(Records drawn from a dataset)
━━━━━━━━━━━━━━━━━━━━━━━━━━━━━━

PR #3507, opened 2021-04-07
bf(S3C-4245): Don't allow COMPLIANCE mode to be shortened or disabled

tmacro:
Add several checks to disallow changing mode or shortening the retention period while in COMPLIANCE mode

### DIFF
--- a/lib/api/apiUtils/object/objectLockHelpers.js
+++ b/lib/api/apiUtils/object/objectLockHelpers.js
@@ -144,14 +144,18 @@ function isObjectLocked(bucket, objectMD, headers) {
     return false;
 }
 
-function validateObjectLockUpdate(objectMD, retentionInfo) {
+function validateObjectLockUpdate(objectMD, retentionInfo, bypassGovernance) {
     const { retentionMode: existingMode, retentionDate: existingDateISO } = objectMD;
-    if (!existingMode || existingMode === 'GOVERNANCE') {
+    if (!existingMode) {
         return null;
     }
 
     const existingDate = new Date(existingDateISO);
     const isExpired = existingDate < Date.now();
+
+    if (existingMode === 'GOVERNANCE' && !isExpired && !bypassGovernance) {
+        return errors.AccessDenied;
+    }
 
     if (retentionInfo.mode === 'GOVERNANCE' && !isExpired) {
         return errors.AccessDenied;
--- a/lib/api/apiUtils/object/objectLockHelpers.js
+++ b/lib/api/apiUtils/object/objectLockHelpers.js
@@ -144,10 +144,31 @@ function isObjectLocked(bucket, objectMD, headers) {
     return false;
 }
 
+function validateObjectLockUpdate(objectMD, retentionInfo) {
+    const { retentionMode: existingMode, retentionDate: existingDateISO } = objectMD;
+    if (!existingMode || existingMode === 'GOVERNANCE') {
+        return null;
+    }
+
+    const existingDate = new Date(existingDateISO);
+    const isExpired = existingDate < Date.now();
+
+    if (retentionInfo.mode === 'GOVERNANCE' && !isExpired) {
+        return errors.AccessDenied;
+    }
+
+    if (new Date(retentionInfo.date) < existingDate) {
+        return errors.AccessDenied;
+    }
+
+    return null;
+}
+
 module.exports = {
     calculateRetainUntilDate,
     compareObjectLockInformation,
     setObjectLockInformation,
     isObjectLocked,
     validateHeaders,
+    validateObjectLockUpdate,
 };
--- a/lib/api/objectPutRetention.js
+++ b/lib/api/objectPutRetention.js
@@ -3,7 +3,8 @@ const { errors, s3middleware } = require('arsenal');
 
 const { decodeVersionId, getVersionIdResHeader } =
   require('./apiUtils/object/versioning');
-
+const { validateObjectLockUpdate } =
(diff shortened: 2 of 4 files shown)


lib/api/apiUtils/object/objectLockHelpers.js
```diff
@@ -144,10 +144,25 @@ function isObjectLocked(bucket, objectMD, headers) {
     return false;
 }
 
+function validateObjectLockUpdate(objectMD, retentionInfo) {
+    const { retentionMode: existingMode, retentionDate: existingDate } = objectMD;
+    const isExpired = existingDate ? new Date(existingDate) < Date.now() : true;
+    if (existingMode === 'COMPLIANCE') {
+        if (retentionInfo.mode === 'GOVERNANCE' && !isExpired) {
```
jonathan-gramain: good catch, did not think about the case when a COMPLIANCE lock is expired and thus allowed to be set to GOVERNANCE

lib/api/apiUtils/object/objectLockHelpers.js
```diff
@@ -144,10 +144,25 @@ function isObjectLocked(bucket, objectMD, headers) {
     return false;
 }
 
+function validateObjectLockUpdate(objectMD, retentionInfo) {
+    const { retentionMode: existingMode, retentionDate: existingDate } = objectMD;
+    const isExpired = existingDate ? new Date(existingDate) < Date.now() : true;
```
jonathan-gramain: I'd rather move this line inside the `if (existingMode === 'COMPLIANCE')` to avoid unnecessary conversion to Date object in other cases. Also, the `new Date(existingDate)` conversion could be done once in a variable to avoid duplicate conversion (likely an insignificant performance hit but easy to change).

jonathan-gramain (approved):

lib/api/apiUtils/object/objectLockHelpers.js
```diff
@@ -144,10 +144,26 @@ function isObjectLocked(bucket, objectMD, headers) {
     return false;
 }
 
+function validateObjectLockUpdate(objectMD, retentionInfo) {
+    const { retentionMode: existingMode, retentionDate: existingDate } = objectMD;
+    if (existingMode === 'COMPLIANCE') {
```
miniscruff: I would flip this as a guard clause to reduce indents

lib/api/objectPutRetention.js
```diff
@@ -78,6 +79,13 @@ function objectPutRetention(authInfo, request, log, callback) {
             parseRetentionXml(request.post, log,
                 (err, retentionInfo) => next(err, bucket, retentionInfo, objectMD));
         },
+        (bucket, retentionInfo, objectMD, next) => {
+            const validationError = validateObjectLockUpdate(objectMD, retentionInfo);
+            if (validationError) {
+                return next(validationError, bucket, objectMD);
```
miniscruff, line 86: Would this be more appropriate as just ?
```suggestion
                return next(validationError);
```

lib/api/apiUtils/object/objectLockHelpers.js
```diff
@@ -144,10 +144,26 @@ function isObjectLocked(bucket, objectMD, headers) {
     return false;
 }
 
+function validateObjectLockUpdate(objectMD, retentionInfo) {
+    const { retentionMode: existingMode, retentionDate: existingDate } = objectMD;
```
miniscruff: could existing date string be `existingDateISO` so it is clear it is not a Date already?

tests/unit/api/apiUtils/objectLockHelpers.js
```diff
@@ -175,4 +176,96 @@ describe('objectLockHelpers: calculateRetainUntilDate', () => {
         assert.strictEqual(retainUntilDate.slice(0, 16),
             expectedRetainUntilDate.toISOString().slice(0, 16));
     });
+
+    describe('objectLockHelpers: validateObjectLockUpdate', () => {
```
miniscruff, line 180: test suite looks really good :+1:

lib/api/objectPutRetention.js
naren-rajendran: It's `async.waterfall`

lib/api/apiUtils/object/objectLockHelpers.js
```diff
@@ -144,10 +144,31 @@ function isObjectLocked(bucket, objectMD, headers) {
     return false;
 }
 
+function validateObjectLockUpdate(objectMD, retentionInfo) {
+    const { retentionMode: existingMode, retentionDate: existingDateISO } = objectMD;
+    if (!existingMode || existingMode === 'GOVERNANCE') {
+        return null;
+    }
+
+    const _existingDate = new Date(existingDateISO);
```
miniscruff: Now that the other date is a separate name you can remove the underscore :smirk:

miniscruff (approved):

lib/api/apiUtils/object/objectLockHelpers.js
```diff
@@ -144,10 +144,31 @@ function isObjectLocked(bucket, objectMD, headers) {
...
+    }
+
+    const existingDate = new Date(existingDateISO);
+    const isExpired = existingDate < Date.now();
+
+    if (retentionInfo.mode === 'GOVERNANCE' && !isExpired) {
+        return errors.AccessDenied;
+    }
+
+    if (new Date(retentionInfo.date) < _existingDate) {
```
jonathan-gramain: `_existingDate` -> `existingDate`

PR #3512, opened 2021-04-09
bf(S3C-4276): Update KMIP test certificates

tmacro:
Regenerate kmip test certificates. Previously we bumped the script to use an expiry of 100 years, but committed certificates expiring in 1. Also adds the rust toolchain to the pykmip image as its now required by the python `cryptography` module.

━━━━━━━━━━━━━━━━━━━━━━━━━━━━━━

Activity: Write the number of lines in the data above that contain the word "good", and add nothing to it.

Problem solution: 2